* _What is needed_
In the records, find every line with the word "that" and copy it out.
Dataset records: Begin
PR #1348, opened 2021-03-17
Support code for circle menu rewrite

slipher:


slipher:
Stuff needed for https://github.com/UnvanquishedAssets/unvanquished_src.dpkdir/pull/40.

I haven't deleted any of the stuff for the old circle menus yet, so they will still work with this gamelogic.

PR #1349, opened 2021-03-18
Secfixes and related cleanups

necessarily-equal:


src/shared/parse.cpp
```diff
@@ -3182,7 +3180,7 @@ static int Parse_Directive_error( source_t *source )
 {
 	token_t token;
 
-	strcpy( token.string, "" );
+	*token.string = '0';
```
slipher, line 3088: should be `\0`

src/shared/parse.cpp
```diff
@@ -3547,10 +3545,8 @@ static int Parse_Directive_define( source_t *source )
 	}
 
 	//allocate define
-	define = ( define_t * ) Z_Malloc( sizeof( define_t ) + strlen( token.string ) + 1 );
-	Com_Memset( define, 0, sizeof( define_t ) );
-	define->name = ( char * ) define + sizeof( define_t );
-	strcpy( define->name, token.string );
+	define = (define_t *) calloc( sizeof( define_t ), 1 );
```
slipher, line 3453: The allocation function probably shouldn't be changed, since I don't see any corresponding change to a freeing function.

src/shared/parse.cpp
```diff
@@ -4113,7 +4109,7 @@ static define_t *Parse_CopyDefine( define_t *define )
 	newdefine = ( define_t * ) Z_Malloc( sizeof( define_t ) + strlen( define->name ) + 1 );
 	//copy the define name
 	newdefine->name = ( char * ) newdefine + sizeof( define_t );
-	strcpy( newdefine->name, define->name );
+	memcpy( newdefine->name, define->name, sizeof newdefine );
```
slipher, line 4017: size is wrong

src/shared/parse.cpp
```diff
@@ -4354,7 +4350,7 @@ bool Parse_ReadTokenHandle( int handle, pc_token_t *pc_token )
 Parse_SourceFileAndLine
 ===============
 */
-int Parse_SourceFileAndLine( int handle, char *filename, int *line )
+int Parse_SourceFileAndLine( int handle, char filename[ MAX_QPATH ], int *line )
```
slipher, line 4257: You could type the argument as `char(&filename)[MAX_QPATH]`, to enforce that it is actually an array of that length.

src/shared/parse.cpp
```diff
@@ -4335,7 +4331,7 @@ bool Parse_ReadTokenHandle( int handle, pc_token_t *pc_token )
 	}
 
 	ret = Parse_ReadToken( sourceFiles[ handle ], &token );
-	strcpy( pc_token->string, token.string );
+	memcpy( pc_token->string, token.string, sizeof pc_token->string );
```
slipher, line 4238: Should be `Q_strncpyz`? Copying to the maximum buffer length is undefined behavior if it reads unset bytes at the end, as well as less efficient.

src/shared/parse.cpp
```diff
@@ -4366,7 +4362,7 @@ int Parse_SourceFileAndLine( int handle, char *filename, int *line )
 		return false;
 	}
 
-	strcpy( filename, sourceFiles[ handle ]->filename );
+	memcpy( filename, sourceFiles[ handle ]->filename, MAX_QPATH );
```
slipher, line 4269: Q_strncpyz

slipher (commented):
There's not much of a security concern with this code, as it's located within the cgame, which is untrusted code running in a secure sandbox, and the server controls what content is parsed. But in any case it's nice to have these fixes for correctness - thanks!

Actually I recently moved this code out of the engine and into the gamelogic, partially inspired by the large amount of memory safety bugs. But also it should be more efficient to have it there, since it prevents a lot of unnecessary IPC calls between the engine and gamelogic.

src/shared/parse.cpp
necessarily-equal: that's a really neat trick. I was really surprised to see there was no way to get even a warning from the compiler with the sized array.

src/shared/parse.cpp
```diff
@@ -3547,10 +3545,8 @@ static int Parse_Directive_define( source_t *source )
 	}
 
 	//allocate define
-	define = ( define_t * ) Z_Malloc( sizeof( define_t ) + strlen( token.string ) + 1 );
-	Com_Memset( define, 0, sizeof( define_t ) );
-	define->name = ( char * ) define + sizeof( define_t );
-	strcpy( define->name, token.string );
+	define = (define_t *) Z_Malloc( sizeof( define_t ) );
+	define->name = strdup( token.string );
```
slipher, line 3452: `strdup` is added, without any new freeing functions, so a memory leak must be introduced

necessarily-equal: Right, fixed.

PR #1363, opened 2021-04-11
provide a hint to fix a build error likely caused by submodules

bmorel:
This commit tries to give a useful hint to people which are switching branches about why something build-related broke.


slipher:
This error is not likely to be caused by submodules. It happens when there's a problem with compiler flags. See https://github.com/DaemonEngine/Daemon/pull/443

slipher:
Closing since G_Team constness was already merged, and the compiler flag thing was fixed.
Dataset records: End
* _Solution to this problem_
slipher, line 4257: You could type the argument as `char(&filename)[MAX_QPATH]`, to enforce that it is actually an array of that length.
necessarily-equal: that's a really neat trick. I was really surprised to see there was no way to get even a warning from the compiler with the sized array.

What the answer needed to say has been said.